Quanto al motivo riguardante gli interessi corrispettivi e la loro pretesa usurarietà, va anzitutto rilevato che la nullità della clausola determinativa degli interessi non si estende all'intero contratto, sì che permane in ogni caso l'obbligo del mutuatario di restituire il capitale;
con la conseguenza che le contestazioni sollevate dall'opponente, incidendo unicamente sul quantum della pretesa creditoria, possono al più rilevare in sede distributiva. A ciò si aggiunga che, per costante giurisprudenza, in caso di opposizione relativa al quantum debeatur, poiché l'eccessività della somma portata nel precetto non lo travolge per l'intero ma ne determina la nullità o inefficacia parziale per la somma eccedente, il giudice provvede alla sua determinazione, con la conseguenza che l'intimazione rimane valida per la somma effettivamente dovuta. In ragione di tanto, il giudice dell'opposizione all'esecuzione non può pronunciare una sentenza di condanna del debitore al pagamento della minor somma così determinata, perché in questo caso si duplicherebbe il titolo esecutivo, ma deve limitarsi ad accertare, eventualmente anche con l'ausilio di consulente tecnico, quale sia l'esatto ambito oggettivo e soggettivo del suddetto titolo.
In ogni caso l'eccezione è destituita di fondamento, atteso che, nel proprio elaborato,
l'ausiliario nominato ha chiarito che Il TEG applicato era pari al 6,73 %, come tale inferiore al Tasso soglia alla stipula contrattuale, pari al 9,00%.
Anche l'eccezione di nullità della clausola del contratto di mutuo relativa al parametro
Euribor è priva di pregio e non può essere accolta.
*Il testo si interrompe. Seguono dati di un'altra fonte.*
PR #1417, opened 2017-01-24
Rework article choice logic

brunobesson:
Don't know why, but I apparently made mistake when copying stuff from v5

### DIFF
--- a/c2corg_ui/templates/utils/__init__.py
+++ b/c2corg_ui/templates/utils/__init__.py
@@ -91,22 +91,52 @@ def get_route_gear_articles(route):
         if 'snowshoeing' in activities or 'skitouring' in activities:
             articles.append(('183333', 'skitouring gear'))
         if 'snow_ice_mixed' in activities and \
-                route.get('global_rating') in ['F', 'F+', 'PD', 'PD+']:
+                route.get('global_rating') in ['F', 'F+', 'PD-', 'PD', 'PD+']:
             articles.append(('185750', 'easy snow ice mixed gear'))
         if 'mountain_climbing' in activities and \
-                route.get('global_rating') in ['F', 'F+', 'PD', 'PD+', 'AD']:
-            articles.append(('185384', 'easy rock climbing gear'))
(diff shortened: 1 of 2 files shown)


c2corg_ui/templates/utils/__init__.py
```diff
@@ -95,18 +95,38 @@ def get_route_gear_articles(route):
...
+        if 'rock_climbing' in activities:
+            if route.get('equipment_rating') in ['P1', 'P1+']:
+                articles.append(('183332', 'bolted rock climbing gear'))
+            elif 'mountain_climbing' not in activities and \
+                    route.get('global_rating') in [
+                        'F',
+                        'F+',
+                        'PD',
+                        'PD+',
+                        'AD'
```
asaunier: What about PD- and AD-?

brunobesson: You're right. :sob:

fbunoz:
Instead of enumerating all items in a range, is it possible to define a range by > and < conditions ?
Because if we add some subdivision later, the enumeration will be incorrect, and will need an update.

brunobesson:
Feel free to propose something.
AFAIK there is no easy mapping between the possible values and numbers. Maybe in v6_common?

asaunier:
>  there is no easy mapping between the possible values and numbers.

Indeed. The attributes in DB are not numeric but are enumerations of the strings defined in https://github.com/c2corg/v6_common/blob/master/c2corg_common/attributes.py

For instance for ``ski_rating``: 
https://github.com/c2corg/v6_api/blob/master/c2corg_api/models/route.py#L78
https://github.com/c2corg/v6_api/blob/master/c2corg_api/models/enums.py#L65-L66
https://github.com/c2corg/v6_common/blob/master/c2corg_common/attributes.py#L314-L333

> Instead of enumerating all items in a range, is it possible to define a range by > and < conditions ?

I don't think it can be used in the UI because the UI has no access to the models (in the API).
In the API, especially for the search requests, it is possible to specify a range of ratings.

PR #1424, opened 2017-01-25
Translate 'persons' suffix in xreports edit

brunobesson:
certif30

### DIFF
--- a/c2corg_ui/templates/xreport/edit.html
+++ b/c2corg_ui/templates/xreport/edit.html
@@ -208,7 +208,7 @@ from c2corg_common.attributes import default_langs, activities, event_types, \
               <label translate>nb_participants</label>
               <div class="input-group">
                 <input class="form-control" type="number" min="0" max="1000" minlength="1" name="nb_participants" ng-model="xreport.nb_participants"/>
-                <span class="input-group-addon">persons</span>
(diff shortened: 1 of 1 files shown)


c2corg_ui/templates/xreport/edit.html
```diff
@@ -208,7 +208,7 @@ <h2 class="heading show-phone" translate>xreport general</h2>
               <label translate>nb_participants</label>
               <div class="input-group">
                 <input class="form-control" type="number" min="0" max="1000" minlength="1" name="nb_participants" ng-model="xreport.nb_participants"/>
-                <span class="input-group-addon">persons</span>
+                <span class="input-group-addon" x-translate>persons</span>
```
asaunier: You should use ``translate`` instead of ``x-translate`` here, because you want ``persons`` to be extracted by the translations extractor tool. Ditto for the other change.

``translate`` and ``x-translate`` are equivalent (the latter being an alias of the first directive), except that ``x-translate`` is not recognized by the extractor.

brunobesson: Oops. I was aware of this, simply mixed both.

brunobesson:
@asaunier OK for merging with latest modifications?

La Corte di Cassazione, Terza Sezione Civile, con ordinanza del 13 dicembre 2023,
n. 34889 ha stabilito che “qualsiasi forma di distorsione della concorrenza del mercato, in qualunque forma venga posta in essere, costituisce comportamento rilevante ai fini dell'accertamento della violazione dell'art. 2 legge antitrust. La decisione della
Commissione Europea del 4 dicembre 2013, sanzionatoria della condotta di manipolazione dell'Euribor, deve essere considerata «prova privilegiata», a supporto della domanda di nullità dei tassi, a prescindere se la Banca mutuante abbia o meno preso parte all'intesa anticoncorrenziale”. Ha quindi aggiunto che “Il valore di prova privilegiata prescinde dalla circostanza che all'intesa illecita abbia o meno partecipato la banca finanziatrice, poiché oggetto del divieto di cui all' art. 2 della l. n. 287/1990 è qualunque contratto o negozio a valle che costituisca applicazione delle intese illecite concluse a monte.”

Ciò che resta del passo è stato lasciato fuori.